Students need to work through problems independently – an essential part of learning that no AI should replace. In my teaching philosophy, I emphasize that struggle isn’t a bug; it’s a feature of learning. Wrestling with a tough math problem or debugging code for hours can be frustrating, but it develops critical problem-solving skills and deep understanding. If a student bypasses that process by asking an LLM for the answer, they might get the solution right now but lose out in the long run. Recent research backs this up: high schoolers who used ChatGPT to help on practice problems solved more exercises correctly in practice, but scored significantly worse on the real test . Why? Because the AI became a crutch – the students weren’t developing their own problem-solving muscles. The researchers bluntly titled their paper “Generative AI Can Harm Learning,” noting that students with AI assistance often just asked for answers and failed to build skills on their own. This cautionary tale reinforces my stance: students need to learn to think, not just to prompt an AI.
Debugging the AI: The Challenge of Trusting LLM Outputs
One big hurdle with LLM-generated content is debugging or verifying it – especially for beginners. When an LLM writes code or explains a concept, it does so with supreme confidence (and no indication of uncertainty). A novice might be completely oblivious if that code has a subtle bug or the explanation has a slight error.

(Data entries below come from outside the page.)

PR #1016, opened 2017-02-06
[React Inspector] Replace vendored React DevTools with npm package

gaearon:
This would make it easier for us to ship fixes and new features in long term. The npm package is in `react-devtools` repo and built from the same Electron shell you are currently vendoring.

As a bonus, the npm package contains the optimized React DevTools build. The currently vendored version uses a slower DEV build of React.

I tested that this worked locally by changing my Nuclide installation in place but I haven’t tried to rebuild the open source version. Let me know if I missed something!


matthewwithanm:
Thanks @gaearon! A couple of things:

- Dependencies need to go in the root package.json (not individual packages'). I was just going to fix this myself (and regenerate the shrinkwrap files) but…
- The react-devtools package is pulling in [electron-prebuilt](https://github.com/electron-userland/electron-prebuilt). That's a pretty huge (unnecessary) dependency, and it has a postinstall script, which we won't run. @zertosh suggests publishing a separate `react-devtools-client` package, that we and `react-devtools` can depend on.

Thoughts?

gaearon:
cc @jaredly, do you have a preference for how we package things? This is indeed an unfortunate limitation.

gaearon:
(Your plan with a small package just for the client sounds good to me.)

zertosh:
@gaearon, your changes to add the dep should look like this:

```diff
diff --git a/npm-shrinkwrap.json b/npm-shrinkwrap.json
--- a/npm-shrinkwrap.json
+++ b/npm-shrinkwrap.json
@@ -1837,6 +1837,11 @@
       "from": "react-addons-update@15.3.1",
       "resolved": "https://registry.npmjs.org/react-addons-update/-/react-addons-update-15.3.1.tgz"
     },
+    "react-devtools-core": {
+      "version": "1.0.6",
+      "from": "react-devtools-core@1.0.6",
+      "resolved": "https://registry.npmjs.org/react-devtools-core/-/react-devtools-core-1.0.6.tgz"
+    },
     "react-dom": {
       "version": "15.3.1",
       "from": "react-dom@15.3.1",
diff --git a/npm-shrinkwrap.production.json b/npm-shrinkwrap.production.json
--- a/npm-shrinkwrap.production.json
+++ b/npm-shrinkwrap.production.json
@@ -950,6 +950,11 @@
       "from": "react-addons-update@15.3.1",
       "resolved": "https://registry.npmjs.org/react-addons-update/-/react-addons-update-15.3.1.tgz"
     },
+    "react-devtools-core": {
+      "version": "1.0.6",
+      "from": "react-devtools-core@1.0.6",
+      "resolved": "https://registry.npmjs.org/react-devtools-core/-/react-devtools-core-1.0.6.tgz"
+    },
     "react-dom": {
       "version": "15.3.1",
       "from": "react-dom@15.3.1",
diff --git a/package.json b/package.json
--- a/package.json
+++ b/package.json
@@ -69,6 +69,7 @@
     "nullthrows": "1.0.0",
     "plist": "2.0.1",
     "react": "15.3.1",
+    "react-devtools-core": "1.0.6",
     "react-dom": "15.3.1",
     "react-for-atom": "15.3.1-0",
     "redux": "3.6.0",
```

(https://github.com/facebook/nuclide/wiki/Adding-a-New-Package-Dependency)


We're planning on bumping `ws` to v2.0.0 soon (right @hansonw?), what's your timeline for updating `react-devtools-core`?

gaearon:
>what's your timeline for updating react-devtools-core?

Whenever convenient, only a single file uses it.

gaearon:
Pushed changes to the shrinkwrap.

package.json
```diff
@@ -69,6 +69,7 @@
     "nullthrows": "1.0.0",
     "plist": "2.0.1",
     "react": "15.3.1",
+    "react-devtools-core": "^1.0.6",
```
zertosh: Everything looks great, except this caret... but I can fix this on import.

gaearon: Thanks!

matthewwithanm:
@zertosh @gaearon Thanks you two, this looks great!! ❤️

The illusion of correctness is strong – the answer sounds authoritative. Seasoned experts usually approach AI output with healthy skepticism: they test the code, double-check facts, and use their experience to sniff out nonsense. A beginner, however, might take the output at face value and run into trouble when things don’t work. Debugging someone else’s (or something else’s) solution can be harder than doing it yourself from scratch. I’ve seen students struggle to fix code that “the AI told them would work,” feeling lost because they don’t understand the solution enough to tweak it. This scenario can be more time-consuming and discouraging than if they’d tried it themselves initially.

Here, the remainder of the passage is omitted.